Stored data
Issue #612, opened 2019-01-06
[Idea/Suggestion] Improved support for "header" lines in input files


Eric24:
A rather common CSV format found in things like web server logs is to have one or more "header" lines at the beginning of the file, like this:
```
#Version: 1.0
#Fields: date time x-edge-location sc-bytes c-ip cs-method cs(Host) cs-uri-stem sc-status cs(Referer) cs(User-Agent) cs-uri-query cs(Cookie) x-edge-result-type x-edge-request-id x-host-header cs-protocol cs-bytes time-taken x-forwarded-for ssl-protocol ssl-cipher x-edge-response-result-type cs-protocol-version fle-status fle-encrypted-fields
2019-01-04	11:37:39	ORD50-C1	1030	0.0.0.0	GET	xxxxxxxxxx.domain.net	/	200	-	Mozilla/5.0%2520(Windows%2520NT%252010.0;%2520Win64;%2520x64)%2520AppleWebKit/537.36%2520(KHTML,%2520like%2520Gecko)%2520Chrome/71.0.3578.98%2520Safari/537.36	-	-	Test	qiW8xjO4CoRnsrW843xPY4fE_sKPZp7YYgpeskJhd3N9ZkArsmUvrw==	host.domain.com	https	283	0.188	-	TLSv1.2	ECDHE-RSA-AES128-GCM-SHA256	Miss	HTTP/2.0	-	-
```

Obviously this library can't be expected to deal with every such header format, but I think this could be solved fairly simply, by adding two props to `options`: a prefix to identify such header lines; and a function (maybe called something like 'parseHeaders'). The idea being to allow a custom function to have a look at the first n lines of the file, until the function figures out the headers and returns them.

When the library starts processing a file, its in "seeking header information" state and not parsing data. Every line that starts with the specified prefix is passed to the parseHeaders function (the entire line). That function can either return a falsey value or a hash or array that contains the headers. Once the headers are returned, the library is now in "seeking data" state (but it will continue passing any line identified by the prefix to this function, in case there are other such headers after the one that contains the column headers).

In any case, the general idea of getting the column headers from the file is already there, but it's currently limited to only looking for headers on the first non-comment/non-blank row and then they must follow the same format as the data, with regard to delimiters, etc. This concept allows extendable support for more complex header formats, including cases where the column headers may not even be itemized in the file at all, but are instead identified by some sort of constant, etc.

[...]

PR #898, opened 2021-11-03
Implement https://github.com/mholt/PapaParse/issues/612

theLAZYmd:
- Modify transformHeader to take 3 new parameters:
-- The whole headers row as an array (arr)
-- The previous value of the header in that column (acc)
-- The row number (j)
- Applies the transformHeader function over each row in data up to your headerLines value
- Creates a config.headerLines parameter (default 1)

### DIFF
--- a/docs/docs.html
+++ b/docs/docs.html
@@ -510,12 +510,16 @@ var csv = Papa.unparse({
 									<code>transformHeader</code>
 								</td>
 								<td>
-									A function to apply on each header. Requires <code>header</code> to be <code>true</code>. The function receives the header as its first argument and the index (the column number) as second. When used in conjunction with config.headerLines, the function receives a third and fourth parameter which are:
+									A function to apply on each header. Requires <code>header</code> to be <code>true</code>. The arguments are:
 									<ul>
+										<li><b>header:</b> the current header text, as parsed from the appropriate cell in the specified header row</li>
+										<li><b>index:</b> the column number of the header text (0 for first column)</li>
 										<li><b>arr:</b> the string array of data for that row</li>
 										<li><b>acc:</b> the existing header for that column based on previous lines iteration ('' if no previous lines)</li>
 										<li><b>j:</b> the rowNumber (0 for the first line)</li>
 									</ul>
+									Only available starting with version 5.0.
+									The latter three parameters (arr, acc, j) are only available when used in conjunction with config.headerLines and from version 5.4+.
 								</td>
 							</tr>
 							<tr>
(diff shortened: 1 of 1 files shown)


pokoli:
This is related to #612

pokoli:
Please do not update the minified file, this will be done by our release process. 
Could you please update the review to revert such changes.

docs/docs.html
```diff
@@ -510,8 +510,20 @@ <h5 id="config-details">Config Options</h5>
 									<code>transformHeader</code>
 								</td>
 								<td>
-									A function to apply on each header. Requires <code>header</code> to be <code>true</code>. The function receives the header as its first argument and the index as second.<br>
-									Only available starting with version 5.0.
```
pokoli, line 514: I think we should keep that this is only availalbe on the version 5.0

I also plan to do a minor version for the parameter. So the new parameter structure should be only available on 5.4+ versions. That should be noted too.

papaparse.js
```diff
@@ -1180,24 +1180,26 @@ License: MIT
...
+				{
+					// A function which takes two arguments (header, i) where j is set by the fact it is called in this loop. It then calls addHeader() with all three arguments
+					_results.data[j].forEach(addHeader.bind(null, j));
+				}
+				_results.data.splice(0, headerLines);
 			}
 			// if _results.data[0] is not an array, we are in a step where _results.data is the row.
 			else
-				_results.data.forEach(addHeader);
+				_results.data.forEach(addHeader.bind(null, 0));
```
pokoli, line 1202: Why is bind required? Could we just ignore make the arguments at the end and optional?

pokoli (changes requested):

docs/docs.html
theLAZYmd: Resolved with https://github.com/mholt/PapaParse/pull/898/commits/ac6f19168cc742ca12ef7ee3c2dcae607e9301a3

theLAZYmd:
> Please do not update the minified file, this will be done by our release process. Could you please update the review to revert such changes.

Resolved with https://github.com/mholt/PapaParse/pull/898/commits/417982cda9eeb8120106045cbd1f88bb12bc3adc

papaparse.js
theLAZYmd: Bind is required because we're trying to parse a function into the .forEach() method, and unfortunately we have
"no-loop-func": "error"
and ecma5 versioning in our eslint config, which I think means no arrow functions. I assume this is for reasons of universalisable compatibility and speed. As a result, this is the only way to pass the loop iterator into the function.

theLAZYmd:
@pokoli and else, is there any update on this?

pokoli:
We need a bug fix release before merging this. 
I will take care of that!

WHAT THIS TASK INVOLVES. All of the records above should be given again exactly as written.

WRITTEN SOLUTION.
Issue #612, opened 2019-01-06
[Idea/Suggestion] Improved support for "header" lines in input files


Eric24:
A rather common CSV format found in things like web server logs is to have one or more "header" lines at the beginning of the file, like this:
```
#Version: 1.0
#Fields: date time x-edge-location sc-bytes c-ip cs-method cs(Host) cs-uri-stem sc-status cs(Referer) cs(User-Agent) cs-uri-query cs(Cookie) x-edge-result-type x-edge-request-id x-host-header cs-protocol cs-bytes time-taken x-forwarded-for ssl-protocol ssl-cipher x-edge-response-result-type cs-protocol-version fle-status fle-encrypted-fields
2019-01-04	11:37:39	ORD50-C1	1030	0.0.0.0	GET	xxxxxxxxxx.domain.net	/	200	-	Mozilla/5.0%2520(Windows%2520NT%252010.0;%2520Win64;%2520x64)%2520AppleWebKit/537.36%2520(KHTML,%2520like%2520Gecko)%2520Chrome/71.0.3578.98%2520Safari/537.36	-	-	Test	qiW8xjO4CoRnsrW843xPY4fE_sKPZp7YYgpeskJhd3N9ZkArsmUvrw==	host.domain.com	https	283	0.188	-	TLSv1.2	ECDHE-RSA-AES128-GCM-SHA256	Miss	HTTP/2.0	-	-
```

Obviously this library can't be expected to deal with every such header format, but I think this could be solved fairly simply, by adding two props to `options`: a prefix to identify such header lines; and a function (maybe called something like 'parseHeaders'). The idea being to allow a custom function to have a look at the first n lines of the file, until the function figures out the headers and returns them.

When the library starts processing a file, its in "seeking header information" state and not parsing data. Every line that starts with the specified prefix is passed to the parseHeaders function (the entire line). That function can either return a falsey value or a hash or array that contains the headers. Once the headers are returned, the library is now in "seeking data" state (but it will continue passing any line identified by the prefix to this function, in case there are other such headers after the one that contains the column headers).

In any case, the general idea of getting the column headers from the file is already there, but it's currently limited to only looking for headers on the first non-comment/non-blank row and then they must follow the same format as the data, with regard to delimiters, etc. This concept allows extendable support for more complex header formats, including cases where the column headers may not even be itemized in the file at all, but are instead identified by some sort of constant, etc.

[...]

PR #898, opened 2021-11-03
Implement https://github.com/mholt/PapaParse/issues/612

theLAZYmd:
- Modify transformHeader to take 3 new parameters:
-- The whole headers row as an array (arr)
-- The previous value of the header in that column (acc)
-- The row number (j)
- Applies the transformHeader function over each row in data up to your headerLines value
- Creates a config.headerLines parameter (default 1)

### DIFF
--- a/docs/docs.html
+++ b/docs/docs.html
@@ -510,12 +510,16 @@ var csv = Papa.unparse({
 									<code>transformHeader</code>
 								</td>
 								<td>
-									A function to apply on each header. Requires <code>header</code> to be <code>true</code>. The function receives the header as its first argument and the index (the column number) as second. When used in conjunction with config.headerLines, the function receives a third and fourth parameter which are:
+									A function to apply on each header. Requires <code>header</code> to be <code>true</code>. The arguments are:
 									<ul>
+										<li><b>header:</b> the current header text, as parsed from the appropriate cell in the specified header row</li>
+										<li><b>index:</b> the column number of the header text (0 for first column)</li>
 										<li><b>arr:</b> the string array of data for that row</li>
 										<li><b>acc:</b> the existing header for that column based on previous lines iteration ('' if no previous lines)</li>
 										<li><b>j:</b> the rowNumber (0 for the first line)</li>
 									</ul>
+									Only available starting with version 5.0.
+									The latter three parameters (arr, acc, j) are only available when used in conjunction with config.headerLines and from version 5.4+.
 								</td>
 							</tr>
 							<tr>
(diff shortened: 1 of 1 files shown)


pokoli:
This is related to #612

pokoli:
Please do not update the minified file, this will be done by our release process. 
Could you please update the review to revert such changes.

docs/docs.html
```diff
@@ -510,8 +510,20 @@ <h5 id="config-details">Config Options</h5>
 									<code>transformHeader</code>
 								</td>
 								<td>
-									A function to apply on each header. Requires <code>header</code> to be <code>true</code>. The function receives the header as its first argument and the index as second.<br>
-									Only available starting with version 5.0.
```
pokoli, line 514: I think we should keep that this is only availalbe on the version 5.0

I also plan to do a minor version for the parameter. So the new parameter structure should be only available on 5.4+ versions. That should be noted too.

papaparse.js
```diff
@@ -1180,24 +1180,26 @@ License: MIT
...
+				{
+					// A function which takes two arguments (header, i) where j is set by the fact it is called in this loop. It then calls addHeader() with all three arguments
+					_results.data[j].forEach(addHeader.bind(null, j));
+				}
+				_results.data.splice(0, headerLines);
 			}
 			// if _results.data[0] is not an array, we are in a step where _results.data is the row.
 			else
-				_results.data.forEach(addHeader);
+				_results.data.forEach(addHeader.bind(null, 0));
```
pokoli, line 1202: Why is bind required? Could we just ignore make the arguments at the end and optional?

pokoli (changes requested):

docs/docs.html
theLAZYmd: Resolved with https://github.com/mholt/PapaParse/pull/898/commits/ac6f19168cc742ca12ef7ee3c2dcae607e9301a3

theLAZYmd:
> Please do not update the minified file, this will be done by our release process. Could you please update the review to revert such changes.

Resolved with https://github.com/mholt/PapaParse/pull/898/commits/417982cda9eeb8120106045cbd1f88bb12bc3adc

papaparse.js
theLAZYmd: Bind is required because we're trying to parse a function into the .forEach() method, and unfortunately we have
"no-loop-func": "error"
and ecma5 versioning in our eslint config, which I think means no arrow functions. I assume this is for reasons of universalisable compatibility and speed. As a result, this is the only way to pass the loop iterator into the function.

theLAZYmd:
@pokoli and else, is there any update on this?

pokoli:
We need a bug fix release before merging this. 
I will take care of that!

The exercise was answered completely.